Traditional infectious disease surveillance — typically based on laboratory tests and other data collected by public health institutions — is the gold standard. But it can have time lags, is expensive to produce, and typically lacks the local resolution needed for accurate monitoring. Further, it can be cost-prohibitive in low-income countries.
In contrast, big data streams from internet queries, for example, are available in real time and can track disease activity locally, but have their own biases. Hybrid tools that combine traditional surveillance and big data sets may provide a way forward, the scientists suggest, serving to complement, rather than replace, existing methods.
A team of scientists led by the National Institutes of Health reviewed the growing body of research on the big data applications in health security and has published its analyses in a special issue of The Journal of Infectious Diseases.
“The ultimate goal is to be able to forecast the size, peak or trajectory of an outbreak weeks or months in advance in order to better respond to infectious disease threats. Integrating big data in surveillance is a first step toward this long-term goal,” says Cecile Viboud, Ph.D., co-editor of the supplement and a senior scientist at the NIH’s Fogarty International Center. “Now that we have demonstrated proof of concept by comparing data sets in high-income countries, we can examine these models in low-resource settings where traditional surveillance is sparse.”
Experts in epidemiology, computer science and modeling collaborated on the supplement’s 10 articles. They report on the opportunities and challenges associated with three types of data: medical encounter files, such as records from healthcare facilities and insurance claim forms; crowd-sourced data collected from volunteers who self-report symptoms in near real time; and data generated by the use of social media, the internet and mobile phones, which may include self-reporting of health, behavior and travel information to help elucidate disease transmission.
But big data’s potential must be tempered with caution, the authors say. Non-traditional data streams may lack key demographic identifiers such as age and sex, or provide information that under-represents infants, children, the elderly and developing countries. Social media outlets may not be stable sources of data, as they can disappear if there is a loss of interest or financing. Most importantly, any novel data stream must be validated against established infectious disease surveillance data and systems, the authors said.
Each article features a promising example of the use of big data to monitor and model infectious diseases activity:
- In the United States, researchers found what they describe as “excellent alignment” between medical insurance claim data for flu-like illnesses and proven influenza activity reported by the Centers for Disease Control and Prevention.

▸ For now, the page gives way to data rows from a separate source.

PR #574, opened 2020-03-25
DEV: add an optional pre-commit configuration step for development purposes

klauer:
```bash
$ brew install pre-commit   # pip install pre-commit
$ cd /path/to/caproto
$ pre-commit install

# run on all files
$ pre-commit run --all-files
# or run just on changed files
$ echo 'blah' >> setup.py
$ git commit -am "test"   # fails due to linting
```

We've found that this can save a lot of time during development. Only a suggested possible configuration.

Could also rely on isort:
```
-   repo: https://github.com/timothycrosley/isort
    rev: 4.3.21-2
    hooks:
    -   id: isort
```

But this will result in many more changes. If this seems useful, we should still probably wait until 5.0 of isort is released as there are some sorting issues with the current release.


.pre-commit-config.yaml
```diff
@@ -0,0 +1,21 @@
...
+    hooks:
+    -   id: no-commit-to-branch
+    -   id: trailing-whitespace
+    -   id: end-of-file-fixer
+    -   id: check-ast
+    -   id: check-case-conflict
+    -   id: check-merge-conflict
+    -   id: check-symlinks
+    -   id: check-yaml
+        exclude: '^(conda-recipe/meta.yaml)$'
```
danielballan: It might make sense to also exclude `CAproto.html` (and revert the changes to it) as it is a vendored file that we use for code-generation.

danielballan: Thoughts on this, @klauer? If you feel that we _should_ reformat `CAproto.html` I'm OK with it, but my sense it that we should omit it.

Once that's settled one way or the other, I am in favor of merging this.

klauer: I'm 50/50 - trailing whitespace is annoying, but changing vendored files is probably worse.

I'll exclude it from that check, rebase, and force push shortly.

.pre-commit-config.yaml
```diff
@@ -0,0 +1,21 @@
...
+    rev: v2.5.0
+    hooks:
+    -   id: no-commit-to-branch
+    -   id: trailing-whitespace
+    -   id: end-of-file-fixer
+    -   id: check-ast
+    -   id: check-case-conflict
+    -   id: check-merge-conflict
+    -   id: check-symlinks
+    -   id: check-yaml
```
danielballan, line 14: Do we have any YAML in this project?

klauer: Only CI configuration

danielballan:
Regarding the documentation I suggested in my review, I took the liberty of pushing a commit with some docs.

.pre-commit-config.yaml
danielballan: Oh, right. 🐑

.pre-commit-config.yaml
klauer: Resolved in force-push (--force-with-lease, I'm not a complete monster)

- A European surveillance system that began collecting crowd-sourced data on influenza as part of a research project is now considered an adjunct to existing surveillance activities. Influenzanet uses standardized online surveys to gather information from volunteers who self-report their symptoms on a weekly basis. A number of European Union member states are now using the tool and expanding it to include Zika, salmonella and other diseases.

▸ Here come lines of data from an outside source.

PR #576, opened 2020-03-27
FIX: Long string modifier ('PV$') for STRING/CHAR dtypes

klauer:
This is at least working locally - I _believe_ correctly:

```
$ cainfo mock:E.VAL
mock:E.VAL
    State:            connected
    Host:             192.168.99.1:5064
    Access:           read, write
    Native data type: DBF_STRING
    Request type:     DBR_STRING
    Element count:    1

$ cainfo mock:E.VAL$
mock:E.VAL$
    State:            connected
    Host:             192.168.99.1:5064
    Access:           read, write
    Native data type: DBF_CHAR
    Request type:     DBR_CHAR
    Element count:    14

$ caget -S mock:E.RTYP
mock:E.RTYP stringin

$ caget -S mock:E.RTYP$
mock:E.RTYP$ stringin

$ caget -S mock:E.VAL$
mock:E.VAL$ this is a test
```

And not shown for other fields:

```
$ caget -S mock:C.RTYP
mock:C.RTYP ai

$ caget mock:C.VAL$
Channel connect timed out: 'mock:C.VAL$' not found.
```
cc @baldwinb (please chime in if I'm wrong about any of the above)

### DIFF
--- a/caproto/server/common.py
+++ b/caproto/server/common.py
@@ -456,7 +456,9 @@ class VirtualCircuit:
 
             metadata, data = await db_entry.auth_read(
                 self.client_hostname, self.client_username,
-                data_type, user_address=self.circuit.address)
+                data_type, user_address=self.circuit.address,
+                long_string=chan.name.endswith('$')
+            )
 
             old_version = self.circuit.protocol_version < 13
             if command.data_count > 0 or old_version:
--- a/caproto/server/common.py
+++ b/caproto/server/common.py
@@ -8,7 +8,7 @@ import weakref
 import caproto as ca
 from caproto import (apply_arr_filter, get_environment_variables,
                      RemoteProtocolError, CaprotoKeyError, CaprotoRuntimeError,
-                     CaprotoNetworkError)
+                     CaprotoNetworkError, ChannelType)
 from .._dbr import SubscriptionType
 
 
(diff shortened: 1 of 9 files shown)


caproto/server/common.py
```diff
@@ -408,21 +408,30 @@ def get_db_entry():
...
             else:
 
                 access = db_entry.check_access(self.client_hostname,
                                                self.client_username)
 
+                modifiers = ca.parse_record_field(pvname).modifiers
+                data_type = db_entry.data_type
+                data_count = db_entry.max_length
+                if ca.RecordModifiers.long_string in (modifiers or {}):
+                    if data_type in (ChannelType.STRING, ):
```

- An online platform, ResistanceOpen, was developed by U.S. and Canadian scientists to monitor antibiotic resistance at the regional level. The site takes advantage of publicly available, online data from community healthcare institutions as well as regional, national and international bodies. An analysis showed online information compared favorably with traditional reporting systems in the two countries.
- Multiple studies have looked at social media and internet health forums for information on drug use and to detect adverse drug reactions. While there are technical and ethical challenges, the authors suggest internet search logs and social media posts can provide information more quickly than traditional physician-based reporting systems.

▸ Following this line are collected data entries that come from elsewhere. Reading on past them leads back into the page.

PR #578, opened 2020-03-28
Provide Subscription to user callback (in sync client).

danielballan:
In #574 we changed the expected signature for user subscription callbacks from
`f(response)` to `f(sub, response)` in the threading client. This PR
applies the same changes to the sync client, and it updates `caproto-monitor`
accordingly.

I went to apply the same change to the async clients (trio, curio) and found
that they are too far behind for this to be applicable. We still haven't
separate the "create subscription object" and "add callback" steps there.
I think we should wait to worry about that until we unify the clients around
a shared utility module, as we have done for the servers.

So, this PR completes the subscriptions refactor and paves the way for 0.5.0.

### DIFF
--- a/caproto/_utils.py
+++ b/caproto/_utils.py
@@ -5,6 +5,7 @@ import argparse
 import array
 import collections
 import functools
+import inspect
 import os
 import random
 import socket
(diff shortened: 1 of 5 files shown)


danielballan:
Always nice when all the caproto checks pass on the first try!

PR #584, opened 2020-04-07
REF/API: deprecate 'mock_record' in favor of 'record' kwarg for pvproperty

### LINKED ISSUE #583: Consider renaming "mock" records
* Just "record"?
* "Scaffold" record? https://github.com/caproto/caproto/pull/577#pullrequestreview-389456272

Either way, keep back-compat with pvproperty kwarg `mock_record`

klauer:
Closes #583 

* Keeps backward-compatibility
* Warns on usage of `mock_record`
* Blows up if both `mock_record` and `record` are specified
* Blows up if both `record` and `field_spec` are specified. While this is backward-incompatible, it should not have been allowed originally.
    - `caproto/ioc_examples/record.py` was causing test failures because of this


klauer:
Still OK with d91cf8d @tacaswell?

PR #585, opened 2020-04-08
Fix git usage in instructions.

danielballan:


klauer:
It's also possible to do `SKIP=flake8 git commit ...` where `flake8` is the pre-commit id.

- In a comparison of the relatively new field of epidemic forecasting to the better-established one for weather forecasting, the authors note the former is much more difficult given that there is less observational data for disease, and because human behavior has the potential to rapidly alter the course of an epidemic.
- An examination of spatial data — including from insurance claims and social media posts — shows their potential for filling geographical information gaps but also presents technical, practical and privacy challenges that must be addressed.
- With appropriate safeguards to ensure anonymity, call data records from mobile phones may provide “an unprecedented opportunity” to determine how travel affects disease transmission. Studies of malaria and rubella in Kenya showed call data improved the understanding of the spatial transmission of those diseases.
- Online news articles and health bulletins from public health agencies were manually extracted and modeled to elucidate transmission patterns for two recent outbreaks—the Ebola epidemic in West Africa and a Middle East Respiratory Syndrome outbreak in South Korea. Internet findings were in line with traditional data, providing a proof of concept that this approach can be generalized and automatized to a variety of online sources and generate information on disease transmission.
- Researchers also describe the benefits of a novel, publicly available epidemic simulation data management system, called epiDMS, which provides storage and indexing services for large data simulation sets, as well as search functionality and data analysis to aid decision makers during healthcare emergencies.
While the new hybrid models that combine traditional and digital disease surveillance methods show promise, the scientists agree there is still an overall scarcity of reliable surveillance information, especially compared to other fields such as climatology, where the data sets are huge.
“To be able to produce accurate forecasts, we need better observational data that we just don’t have in infectious diseases,” notes Professor Shweta Bansal of Georgetown University, a co-editor of the supplement. “There’s a magnitude of difference between what we need and what we have, so our hope is that big data will help us fill this gap.”